11.


「私が異性を受け付けないみたいに、他の人が同性を受け付けない気持ちはよくわかるの。だから『女だから』って理由で拒否されることや、それを言い訳にすることもあると思う」

「…………」

「もちろん、マイノリティーを大切にしてほしいとは思うわよ。今は私たちにとって生きづらい世の中だし、正直に言うと、もっと楽になりたいと思ってる。――でもね、それと同じくらい、マジョリティーも大切にされるべきだわ。理解されないつらさも、理解できない寂しさも、私たちはよく知ってるつもりだから」

「…………」


 ……俺は。

 俺は、羽菜はなさんという人を、甘く見ていたのかもしれない。


 違う。LだのGだのと、無機質なアルファベットで分類される人たち全部を、甘く見てたのだ。だから柳之介りゅうのすけのことも“差別してはいけない”と思ったし、鏡子きょうこさんが出てきたときも、“驚いてはいけない”と思っていた。

 けど、それは、心のどこかで、彼らを“保護すべき対象”として見ていたからだ。

 彼らを対等としてではなく、自分より弱いものとして扱っていたからだ。


 エントランスをくぐり、オートロックのガラス扉を出る。

「それじゃあ……」と言いかけた羽菜さんに、俺はドキドキと鳴る胸を押さえつけて、「あの」と、口を開いた。

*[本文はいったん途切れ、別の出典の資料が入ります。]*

Issue #965, opened 2023-09-25
[BUG] Store username/password in localStorage not secure


kientv:
**Describe the bug**
Seem that username/password not secure when storing in localStorage. Because someone can inspect and copy it from browser. I think that secure cookie is better solution.

PR #1328, opened 2023-12-02
moved all user credentials to secure cookies from localStorage

vinodkiran:
fix for [Issue 965](https://github.com/FlowiseAI/Flowise/issues/965)

Moved all user credentials from localStorage to Secure Cookies

### DIFF
--- a/packages/server/src/index.ts
+++ b/packages/server/src/index.ts
@@ -65,7 +65,7 @@ export class App {
     chatflowPool: ChatflowPool
     cachePool: CachePool
     AppDataSource = getDataSource()
-
+    authenticated = false
     constructor() {
         this.app = express()
     }
@@ -122,7 +122,11 @@ export class App {
             const username = process.env.FLOWISE_USERNAME
             const password = process.env.FLOWISE_PASSWORD
             const basicAuthMiddleware = basicAuth({
-                users: { [username]: password }
+                users: { [username]: password },
+                authorizer: (username: string, password: string) => {
+                    this.authenticated = username === process.env.FLOWISE_USERNAME && password === process.env.FLOWISE_PASSWORD
+                    return this.authenticated
+                }
             })
             const whitelistURLs = [
                 '/api/v1/verify/apikey/',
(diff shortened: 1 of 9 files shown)


vinodkiran:
@automaton82 See [my comment](https://github.com/FlowiseAI/Flowise/pull/1327#issuecomment-1837842194) from the other PR. The idea of this specific PR is to reduce the usage of localstorage from multiple code locations to a single function/piece of code and remove the password in clear text stored locally. Yes, it is still possible to decode the cookie, and we will prevent this going forward.

Subsequent PR will remove this functionality completely in favor Secure Http Only Cookies. I am breaking the overall implementation into a series of small steps to ensure we don't have any intended consequences (bugs).

packages/ui/src/api/cookies.js
```diff
@@ -0,0 +1,45 @@
...
+
+export function getUsername() {
+    if (!localStorage.getItem('loggedIn')) {
+        return undefined
+    }
+    return getCookieValue('flowise-user', document.cookie)
+}
+
+export function removeCookies() {
+    document.cookie = 'cookiename= ; expires = Thu, 01 Jan 1970 00:00:00 GMT'
```
HenryHengZJ, line 43: why do we nedd this?

HenryHengZJ:
when I change the `FLOWISE_PASSWORD` or `FLOWISE_USERNAME` and restart the app, then login with the new credential, at first it loads fine. But when refresh page, its having 401

packages/server/src/index.ts
```diff
@@ -122,7 +122,11 @@ export class App {
             const username = process.env.FLOWISE_USERNAME
             const password = process.env.FLOWISE_PASSWORD
             const basicAuthMiddleware = basicAuth({
-                users: { [username]: password }
+                users: { [username]: password },
+                authorizer: (username: string, password: string) => {
+                    this.authenticated = username === process.env.FLOWISE_USERNAME && password === process.env.FLOWISE_PASSWORD
```
HenryHengZJ, line 127: not recommend to do `===` comparsion, use `safeCompare` - https://www.npmjs.com/package/express-basic-auth#custom-authorization

HenryHengZJ:
> when I change the `FLOWISE_PASSWORD` or `FLOWISE_USERNAME` and restart the app, then login with the new credential, at first it loads fine. But when refresh page, its having 401

as we will be moving to JWT approach, is it better to just start with the proper JWT authentication instead of storing basic auth to cookies, then having to migrate to JWT in future.

vinodkiran:
@HenryHengZJ  On second thoughts, I would recommend that we drop this PR and go straight to JWT at a later time. This implementation is too flaky and there are too many edge cases that can cause issues.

 きちんとここで断罪せねば、今日の夜は眠れないと思ったのだ。


「俺、柳之介くんに告白されたとき、どうすればいいか、わからなくて。男子だから、小学生だからって理由で断るのは、差別になるのかなって、勝手に思ってて」

「……うん」

「それで、断るのもできずに、ぐだぐだここまで来ちゃったんですけど……ちゃんと、今度、言います。自分の口から、柳之介くんに」

「……うん、ありがとう」


 羽菜さんは微笑んで、そう言う。


賢治けんじくんの好きな人を、好きになればいいのよ。好きじゃない人を、無理して好きになる必要はないの。でも――」


 言葉を一度詰まらせて。詰まらせてから……彼女は、


「でも、友達として好きになってもらえたなら、あの子とまた遊んであげて。君が来てくれて、嬉しかった。私も、鏡子ちゃんも」






 ろくに恋をしたことがない。

 恋愛したことがない。彼女が欲しいと口では言いながら、本気で誰かと向き合う気なんてなくて、ただただ、自分の都合の良い人間を欲しがっていただけだ。恋人だけじゃない。友人とも、きっと本気で向き合えてなかったのだと思う。

 だからいつも、どこへ行ってもなあなあだった。


 やっとわかった気がする。自分が何から逃げていたのか。それによって、何を失い、誰を傷つけるのか。そしてどうすれば、それと真正面から向き合えるのか。


 俺はやっぱり恋をしてないんだけど、

 今日初めて、ちゃんと恋愛ができた気がした。